Cooling Coils in the Anodize Tank

Article From: Products Finishing, from Anodizing Technologies

Posted on: 2/1/2002

Question: We are sulfuric anodizing in a plastic tank.

Question:

We are sulfuric anodizing in a plastic tank. Our old lead cooling coil has developed a leak, and we are replacing it with a coil made of 316L stainless steel. Does the new coil have to be lead coated? M.J.

Answer:

If the stainless coil could be lead coated, it would probably last longer than a stainless coil without a lead coating. I have never heard of lead coating on a stainless coil and would be surprised if it is viable. The life of the 316L stainless coil might be prolonged if you keep a trickle charge on it when you are not anodizing. If the coil is part of the cathode it will last longer than if it is isolated from the electrical power supply. Unfortunately, the life of even 316L in 15% sulfuric may be shorter than what you are expecting. The lead coils of times past worked well as far as corrosion resistance is concerned, but there are better ways to do the job these days.

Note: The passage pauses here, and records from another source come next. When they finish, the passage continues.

Issue #170, opened 2026-04-02
feat: add Azure Blob Storage destination (CSV/Parquet export)


masukai:
## Summary

Add Azure Blob Storage as a destination connector for exporting data as CSV or Parquet files.

Completes the 3 major cloud storage destinations alongside S3 (#168) and GCS (#169).

Depends on #67 (CSV/JSON file destination) for the file serialization layer.

## Scope

- `drt/destinations/azure_blob.py` — Upload via `azure-storage-blob`
- `drt/config/models.py` — AzureBlobDestinationConfig
- Supports CSV and Parquet output formats
- Auth via connection string env or managed identity
- Configurable container, prefix, file naming
- Unit tests

## Example config

\`\`\`yaml
destination:
  type: azure_blob
  connection_string_env: AZURE_STORAGE_CONNECTION_STRING
  container: data-exports
  prefix: "drt/users/"
  format: csv                    # "csv" | "parquet"
\`\`\`

## Dependencies

- #67 (CSV/JSON file destination) should land first
- `azure-storage-blob` as optional dependency (`drt-core[azure]`)

## Difficulty

★★☆ (Intermediate)

Issue #169, opened 2026-04-02
feat: add GCS destination (CSV/Parquet export)


masukai:
## Summary

Add Google Cloud Storage as a destination connector for exporting data as CSV or Parquet files.

GCS is the natural pairing for BigQuery users. Both Census and Hightouch support GCS as a destination.

Depends on #67 (CSV/JSON file destination) for the file serialization layer.

## Scope

- `drt/destinations/gcs.py` — GCS upload via `google-cloud-storage`
- `drt/config/models.py` — GCSDestinationConfig
- Supports CSV and Parquet output formats
- Auth via Application Default Credentials or service account keyfile
- Configurable bucket, prefix, file naming
- Unit tests

## Example config

\`\`\`yaml
destination:
  type: gcs
  bucket: my-data-exports
  prefix: "drt/users/"
  format: csv                    # "csv" | "parquet"
  credentials_path: /path/to/sa-key.json   # or ADC
\`\`\`

## Dependencies

- #67 (CSV/JSON file destination) should land first
- `google-cloud-storage` as optional dependency (`drt-core[gcs]`)

## Difficulty

★★☆ (Intermediate)

Issue #172, opened 2026-04-02
feat: add Delta Lake source (S3/GCS/local)


masukai:
## Summary

Add Delta Lake as a source connector for reading Delta tables from S3, GCS, or local filesystem.

The Lakehouse architecture (Delta Lake, Apache Iceberg) is growing rapidly. Many organizations store analytical data as Delta tables on object storage rather than in traditional DWH. Supporting Delta as a source enables drt to activate data directly from the lakehouse.

## Scope

- `drt/sources/delta.py` — Read Delta tables via `deltalake` (delta-rs Python bindings)
- `drt/config/credentials.py` — DeltaProfile dataclass
- Supports local paths, S3 URIs (`s3://`), GCS URIs (`gs://`)
- SQL filtering via DuckDB integration (optional)
- Unit tests

## Example config

\`\`\`yaml
delta_lake:
  type: delta
  uri: s3://my-bucket/delta-tables/users    # or local path: ./data/delta/users
  storage_options:                           # optional: cloud auth
    AWS_ACCESS_KEY_ID_ENV: AWS_KEY
    AWS_SECRET_ACCESS_KEY_ENV: AWS_SECRET
\`\`\`

## Reference

- [delta-rs Python docs](https://delta-io.github.io/delta-rs/)
- Distinct from Databricks source (#88) which uses SQL Connector

## Difficulty

★★★ (Advanced — Delta Lake + cloud storage integration)

masukai:
Picking this up myself to keep v0.8 moving, @yodakanohoshi — shout if you'd rather keep it (or the sibling #173). Thanks! 🙌

PR #613, opened 2026-06-05
feat(destinations): add Amazon S3 destination (csv/json/jsonl/parquet + gzip) (closes #168)

### LINKED ISSUE #168: feat: add S3 destination (CSV/Parquet export)
## Summary

Add Amazon S3 as a destination connector for exporting data as CSV or Parquet files.

S3 is one of the most common data exchange points — many downstream systems poll S3 for new files. Both Census and Hightouch support S3 as a destination.

Depends on #67 (CSV/JSON file destination) for the file serialization layer.

## Scope

- `drt/destinations/s3.py` — S3 upload via `boto3`
- `drt/config/models.py` — S3DestinationConfig
- Supports CSV and Parquet output formats
- Auth via AWS credentials (env vars or IAM role)
- Configurable bucket, prefix, file naming
- Unit tests

## Example config

\`\`\`yaml
destination:
  type: s3
  bucket: my-data-exports
  prefix: "drt/users/"
  format: csv                    # "csv" | "parquet"
  region: us-east-1
  # Auth via AWS_ACCESS_KEY_ID / AWS_SECRET_ACCESS_KEY env vars or IAM role
\`\`\`

## Dependencies

- #67 (CSV/JSON file destination) should land first
- `boto3` as optional dependency (`drt-core[s3]`)

## Difficulty

★★☆ (Intermediate)

masukai:
## Summary

Adds the **Amazon S3 destination** — closes [#168](https://github.com/drt-hub/drt/issues/168). New file-style destination that uploads each sync batch as a single file to an S3 bucket. Builds on the existing FileDestination / ParquetDestination shape; sibling to the planned [#169](https://github.com/drt-hub/drt/issues/169) (GCS) and [#170](https://github.com/drt-hub/drt/issues/170) (Azure Blob) destinations, which will reuse the serialiser / key-naming / credential-threading layer here.

| Aspect | Value |
|---|---|
| Formats | csv / json / jsonl / parquet |
| Compression | gzip for text formats; native column compression for parquet |
| Auth | boto3 standard credential chain by default; explicit overrides via profile, env vars, or endpoint_url |
| Default key | `<prefix><UTC ISO8601 basic>.<ext>` (Census / Hightouch convention) |
| Override | `key_template` with `{timestamp}` placeholder |
| Extras | `pip install drt-core[s3]` (boto3>=1.34); add `[parquet]` for parquet format |

### Failure semantics (worth reviewing)

`load()` distinguishes three classes of failure:

| Class | Disposition | Why |
|---|---|---|
| Missing extras (`ImportError` on `import boto3`) | **bubbles up** | Deployment mistake. Engine should surface it once at the top, not re-fail every batch with the same generic error. |
| Serialisation error (bad rows / pandas can't build DataFrame) | row failure, early return | Per-batch, deterministic |
| AWS-side error (network, auth, permissions) | `result.failed = len(records)` recorded, sync continues | Recoverable, other batches keep going |

This split is intentional — see the comments at the top of the `load()` body.

### Empty-batch contract

The implicit "no driver was imported" pattern from the SQL contract module ([#595](https://github.com/drt-hub/drt/pull/595)) — `load([])` short-circuits before `_client()` is called, so boto3 is never imported. CI's minimal install does NOT include `[s3]` extras, so a regression that lost the short-circuit would crash the test with `ModuleNotFoundError`. The empty-batch test passing proves the short-circuit holds.

I did NOT add S3 to a contract framework module in this PR — there's no good fit (existing modules are HTTP-server / file-system / SQL-lazy-import / API-httpx-tripwire / SMTP / staged) and a single-entry "cloud storage" module is awkward. Once GCS (#169) and Azure Blob (#170) land, a `test_destination_cloud_storage_empty_batch.py` module covering all three will be a clean follow-up.

### Key naming

Default: `<prefix><UTC ISO8601 basic>.<ext>` — e.g. `drt/users/20260605T123000Z.csv`. Timestamping the key (rather than overwriting a fixed name) matches Census / Hightouch and lets downstream consumers reliably detect "new files since last check". `key_template` supports the `{timestamp}` placeholder; if the template includes its own extension, it's preserved (e.g. `key_template: "latest.csv"` for snapshot semantics).

Per-sync routing pattern: use a sync-specific `prefix`. I considered threading `sync_name` through `SyncOptions` but that's a broader engine change; prefix-per-sync is the simpler shape for this PR.

## Test plan

- [x] 21 unit tests in `tests/unit/test_s3_destination.py` covering config validation × 5, empty-batch no-import × 1, CSV upload × 4, JSON / JSONL × 2, gzip × 1, credential threading × 5, failure paths × 2, parquet × 1
- [x] `make test` — 1450 pass on the branch
- [x] `make lint` — ruff + mypy clean
- [x] `make check-i18n` — clean (README.ja roadmap row added alongside README.md)
- [x] `pip install drt-core[s3]` resolves boto3>=1.34 cleanly
- [ ] CI green

## Out of scope / follow-ups

- **GCS destination (#169)** — same shape, swap boto3 for google-cloud-storage
- **Azure Blob destination (#170)** — same shape, swap for azure-storage-blob
- **Empty-batch contract module for cloud storage** — once 2+ cloud storage destinations are landed, refactor into a dedicated contract module
- **Multipart upload for very large batches** — current implementation buffers the full payload in memory; multipart upload would be relevant for syncs producing files larger than a few hundred MB
- **GitHub Topics** — currently 20/20; `s3` would be a natural topic to swap in if `redshift` (source-only) or `data-pipeline` (overlaps with `data-engineering`) is dropped


yodakanohoshi:
🎉 Clean, well-tested addition — the S3 destination is solidly built, and the docs match the implementation.

Particularly good:

- **Auth** — env-var-name-only config (no raw AWS keys in the model) follows the OAuth2 secrets pattern rather than the SQL `password`-in-YAML one, so secrets never land in S3DestinationConfig. Cross-checked docs/connectors/s3.md against `_client()`: credential chain → named profile → explicit env vars → endpoint_url is described exactly as implemented, and `resolve_env` threading matches the other destinations.
- **Failure semantics** — three-way split (missing-extras bubbles up, serialisation + AWS errors stay per-batch) is the right call and clearly documented.
- **Empty-batch contract** — short-circuits before any boto3 import, with a test that deliberately omits the mock so a lost short-circuit fails on CIs minimal install.

CI green across 3.10–3.13.

A couple of non-blocking notes:

- **Possible future direction** — `_serialise_csv` / `jsonl` here overlap with what `FileDestination` already does (`file.py`), and the JSON branch differs slightly (`file.py` uses `indent=2`, `s3.py` doesnt). One option down the line, especially as GCS (#169) / Azure (#170) come in, would be a shared file-serialise helper across `file.py` + `s3.py` + the siblings — your "reusable serialiser layer" note points the same way. Not needed for this PR.
- **Scope** — for the record, this is plain object-PUT file export, not a table-format writer; Iceberg/Delta/S3 Tables stay separate (source-side #172/#173). Correct scope for this issue — just noting it so we dont conflate later.

One thing before merge: there's a trivial CHANGELOG.md conflict — `main` picked
up a `### Documentation` entry under `## [Unreleased]` from #614, and this PR adds
`### Added`. They don't actually clash; both just need to sit under `## [Unreleased]`
(Added first, then Documentation). Could you rebase / merge `main` and keep both?
Everything else looks good to go — thanks!

masukai:
Thanks for the careful review @yodakanohoshi — really appreciate the cross-check of docs against `_client()` and calling out the three-way failure split.

> there's a trivial CHANGELOG.md conflict ... Could you rebase / merge `main` and keep both?

Done — just rebased onto current `main` and resolved the `[Unreleased]` block exactly as you suggested: `### Added` (S3) first, `### Documentation` (#614) second, both intact. Re-pushed as `1034c16`. CI is re-running now.

On your two non-blocking notes:

> `_serialise_csv` / `jsonl` here overlap with what `FileDestination` already does ... shared file-serialise helper across `file.py` + `s3.py` + the siblings

Strongly agree — this is exactly the shape I want once GCS (#169) lands. The pattern I have in mind is a `drt/destinations/_file_serialiser.py` module exporting `serialise_csv` / `serialise_json` / `serialise_jsonl` / `serialise_parquet` (the latter still gated by `[parquet]` extras), called from `FileDestination` / `S3Destination` / `GCSDestination` / `AzureBlobDestination`. I'll keep it as scope-creep-out-of-this-PR but track it as a refactor follow-up once GCS lands so we have at least two callers driving the abstraction. The JSON `indent=2` divergence you spotted is real — I'd reconcile that in the same refactor (probably with a `pretty: bool` config field, defaulting to current per-destination behaviour for back-compat).

> for the record, this is plain object-PUT file export, not a table-format writer; Iceberg/Delta/S3 Tables stay separate

Confirmed. The Iceberg / Delta sources (#172/#173) are the read side; for table-format **destinations** we'd want a separate Iceberg writer destination once the source side ships, and that's a much bigger lift (catalog interaction, schema evolution, etc.). Good to have this clarified explicitly in the thread for future readers.

Thanks again!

The very best way to handle the anodize tank cooling is to design and install a system using chilled water as the cooling medium and to locate the cooling “coils” outside the tank in the form of a plate and frame heat exchanger. Use two separate pumps in the system—one to circulate the acid from the tank, and the other to circulate cold water from the chiller. With the right design and engineering the external cooling system will perform well and last perhaps 20 years.